Nous organisons aussi notre vie quotidienne par le calendrier liturgique : Pâques en premier, bien sûr, mais aussi le Carême et le Temps pascal, Noël et l’Avent. Et puis tous les dimanches, qui sont comme des petites Pâques, des petits cailloux sur le chemin, pour nous rappeler Pâques et nous préparer à Pâques. Oserai-je dire que les dimanches sont un peu comme des doses de rappel… !? Mais chaque messe, chaque office du matin, du midi, du soir, nos prières au lever et au coucher sont autant de petites lumières qui nous rappellent chaque jour, et presque à chaque heure, la grande lumière de Pâques, la grande lumière du mystère de Pâque, la grande lumière du grand mystère de la vie créatrice de Dieu.
 
Alors, évidemment, quand on pense l’univers, la société, sa famille, et sa propre vie – y compris sa vie quotidienne – à la lumière de ce grand mystère de la vie de Dieu, on pense différemment de ceux qui ne le connaissent pas. On n’est pas câblé pareil. Du coup, on agit différemment et on vit différemment. Déjà, ce soir nous ne sommes pas devant la télé, ni dans une boîte de nuit, ni en train de jouer à un jeu vidéo... Car nous sommes là pour nous remplir les yeux et le cœur, l’intelligence et la mémoire, du grand mystère de Pâques pour vivre mieux, pour vivre heureux, pour devenir des saints.
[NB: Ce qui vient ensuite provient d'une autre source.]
PR #456, opened 2022-02-24
feat: Add option to render pagination content inside specified element.

T-Wizard:
For use in Analytics view where pagination is combined with extra content

Example Image:
table

### DIFF
--- a/src/table/components/TableWrapper.jsx
+++ b/src/table/components/TableWrapper.jsx
@@ -1,5 +1,6 @@
 import PropTypes from 'prop-types';
 import React, { useEffect, useState, useMemo, useRef } from 'react';
+import ReactDOM from 'react-dom';
 import Paper from '@mui/material/Paper';
 import Table from '@mui/material/Table';
 import TableContainer from '@mui/material/TableContainer';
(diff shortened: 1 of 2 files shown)


LiKang6688:
Can you post a screenshot here, please?

streamside:
I suggest to use `footer` as name for the option. Over time I suppose the content below the table may change and have other things than only pagination features.

LiKang6688:
Hi @T-Wizard, I agree with @streamside. Could you rename it?

T-Wizard:
> Hi @T-Wizard, I agree with @streamside. Could you rename it?

do you want the name to be just `footer`?
or should it be `footerContainer` to indicate that the footer will be placerd inside it. (and not an option to replace the footer content)

LiKang6688:
> > Hi @T-Wizard, I agree with @streamside. Could you rename it?
> 
> do you want the name to be just `footer`? or should it be `footerContainer` to indicate that the footer will be placerd inside it. (and not an option to replace the footer content)

footerContainer looks good to me.

LiKang6688 (approved):
LGTM

T-Wizard:
@haxxmaxx @niekvanstaveren any comment? (Or should i merge it)

src/table/components/TableWrapper.jsx
```diff
@@ -234,6 +249,7 @@ TableWrapper.propTypes = {
   selectionsAPI: PropTypes.object.isRequired,
   keyboard: PropTypes.object.isRequired,
   rect: PropTypes.object.isRequired,
+  footerContainer: PropTypes.object.isRequired,
```
niekvanstaveren, line 252: Should this be required?

niekvanstaveren (approved):
Looks good. I don't think the footerContainer should be required though

src/table/components/TableWrapper.jsx
T-Wizard: I will change it to not required.

haxxmaxx (approved):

C’est dire que le grand mystère de la vie créatrice de Dieu, non seulement est à l’origine de l’univers, puis d’une transformation de cet univers, pour que notre vie humaine y soit rendue éternelle et sainte, mais aussi il est à l’origine du Peuple de Dieu, du Peuple d’Israël et de l’Église du ciel et de la terre, aujourd’hui civilisation particulière, et demain communion de vie. Tout cela est dans la liturgie de Pâques, où tout semble fait pour des enfants ! Mais en fait, c’est un germe, le germe de ce qui est beau, tout ce qui est bon, tout ce qui est vrai, de tout ce qui est réellement vivant, tout dans tout l’univers.
 
Si jamais un jour les Juifs s’arrêtaient de fêter Pâques, et plus encore si les Chrétiens s’arrêtaient de fêter Pâques, la lumière Dieu s’éteindrait pour tous les hommes dans tout l’univers : plus rien. On reviendrait à la Guerre du feu. Sans lumière pour les yeux et sans espérance pour le cœur.
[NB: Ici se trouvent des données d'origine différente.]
PR #459, opened 2022-02-25
feat: adjust the sort label color based on the header background color

LiKang6688:
When you set the color of header content, the color of the sort label should be the same as that.
When there is no header content color setting, the sort label color is kind of white in the dark background color and black in the light background color.

### DIFF
--- a/src/table/components/TableHeadWrapper.jsx
+++ b/src/table/components/TableHeadWrapper.jsx
@@ -40,7 +40,15 @@ function TableHeadWrapper({
     },
   };
   const headerStyle = useMemo(() => getHeaderStyle(layout, theme), [layout, theme.name()]);
-
+  // When you set the header font color,
+  // the sort label color should be same.
+  // When there is no header content color setting,
+  // the sort label color is depending on the header background color.
+  const tableSortLabelStyle = {
+    '&.Mui-active .MuiTableSortLabel-icon': {
+      color: headerStyle.color ? headerStyle.color : headerStyle.sortLabelColor,
+    },
+  };
   return (
     <TableHead>
       <TableRow sx={headRowStyle} className="sn-table-row">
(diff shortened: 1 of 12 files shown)


src/table/components/TableHeadWrapper.jsx
```diff
@@ -40,7 +40,15 @@ function TableHeadWrapper({
...
-
+  // When you set the header font color,
+  // the sort label color should be same.
+  // When there is no header content color setting,
+  // the sort label color is depending on the header background color.
+  const tableSortLabelStyle = {
+    '&.Mui-active .MuiTableSortLabel-icon': {
+      color: headerStyle.color ? headerStyle.color : headerStyle.sortLabelColor,
+    },
+  };
```
haxxmaxx, line 51: Move to styling-utils

src/table/components/TableHeadWrapper.jsx
```diff
@@ -40,7 +40,15 @@ function TableHeadWrapper({
...
   };
   const headerStyle = useMemo(() => getHeaderStyle(layout, theme), [layout, theme.name()]);
-
+  // When you set the header font color,
+  // the sort label color should be same.
+  // When there is no header content color setting,
+  // the sort label color is depending on the header background color.
+  const tableSortLabelStyle = {
+    '&.Mui-active .MuiTableSortLabel-icon': {
+      color: headerStyle.color ? headerStyle.color : headerStyle.sortLabelColor,
```
haxxmaxx, line 49:
```suggestion
      color: headerStyle.color ?? headerStyle.sortLabelColor,
```

src/table/components/TableHeadWrapper.jsx
LiKang6688: Done

src/table/components/TableHeadWrapper.jsx
```diff
@@ -40,6 +40,11 @@ function TableHeadWrapper({
     },
   };
   const headerStyle = useMemo(() => getHeaderStyle(layout, theme), [layout, theme.name()]);
+  const tableSortLabelStyle = {
+    '&.Mui-active .MuiTableSortLabel-icon': {
+      color: headerStyle.sortLabelColor,
+    },
+  };
```
haxxmaxx, line 47: This is fine, but I have a refactor idea where we move all classes made for sx to styling-utils. So you get everything already packaged, and only updated when needed

haxxmaxx (approved):

PR #462, opened 2022-02-26
chore: run unit test and rendering test when commit changes

LiKang6688:


haxxmaxx:
Not a fan of this. I checkout the branch and tried it. First it failed since the locales where not generated. Then the rendering tests timed out, not sure why. If I where to change something irrelevant to the rendering tests, or just fix a small typo, I think it is overkill to run all tests, especially since it takes more than a minute to run. Sometimes you also want to commit something, then fix the unit tests. You can't do that now

LiKang6688:
> Not a fan of this. I checkout the branch and tried it. First it failed since the locales where not generated. Then the rendering tests timed out, not sure why. If I where to change something irrelevant to the rendering tests, or just fix a small typo, I think it is overkill to run all tests, especially since it takes more than a minute to run. Sometimes you also want to commit something, then fix the unit tests. You can't do that now

Right, sometimes we want to commit first then fix the unit tests later.

PR #465, opened 2022-03-01
docs: test extension against the Saas Edition of Qlik Sense

LiKang6688:


haxxmaxx:
This applies to all charts right? (The exact commands will differ of course.) I'd say then we want it documented somewhere general

LiKang6688:
> This applies to all charts right? (The exact commands will differ of course.) I'd say then we want it documented somewhere general

Should be when a chart works correctly. Any place do you recommend?

haxxmaxx:
here maybe? https://qlik.dev/libraries-and-tools/nebulajs/nebula-serve

LiKang6688:
> here maybe? https://qlik.dev/libraries-and-tools/nebulajs/nebula-serve

Ok, will do that.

Mais non, nous sommes ici, ensemble, autour de la lumière de Pâques ; et comme nos ancêtres, comme les premiers chrétiens, comme les Juifs avec eux et avant eux, nous célébrons Pâques.
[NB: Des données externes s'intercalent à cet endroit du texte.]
PR #467, opened 2022-03-02
chore: make cc-test-reporter after-build do not run for forked PRs

LiKang6688:
When there is a secret for cc-test-reporter, make it run.
reference: https://circleci.com/blog/triggering-trusted-ci-jobs-on-untrusted-forks/

### DIFF
--- a/.circleci/config.yml
+++ b/.circleci/config.yml
@@ -70,7 +70,9 @@ jobs:
             chmod +x ./cc-test-reporter
             ./cc-test-reporter before-build
             yarn test:unit -- --mocha.bail false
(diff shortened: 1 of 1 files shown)


niekvanstaveren:
What about the diff coverage? That one is required it seems

niekvanstaveren:
> > What about the diff coverage? That one is required it seems
> 
> Which line of command in the circleci do you refer to?

Not sure where that is configured, but I see this 
image

LiKang6688:
Right, looked into it https://github.com/codeclimate/test-reporter/issues/452, it seems that the required codecliomate/diff-coverage needs cc-test-reporter.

Pâques, lumière du premier jour de la création et gloire du Dieu Vivant ; Pâques, colonne de feu dans la nuit pour guider le Peuple d’Israël et lumière du grand chandelier du Temple, marquant la présence toujours fidèle du Seigneur ; Pâques, pointe de l’Aurore de la Résurrection et premier Jour de la vie éternelle, Pâques, lumière éblouissante des anges et joie des chrétiens ; Pâques, lumière du cierge de notre baptême et de nos vêtements blancs ; Pâques, pierres précieuses de la Jérusalem céleste et couronne royale de la Bienheureuse Vierge Marie. 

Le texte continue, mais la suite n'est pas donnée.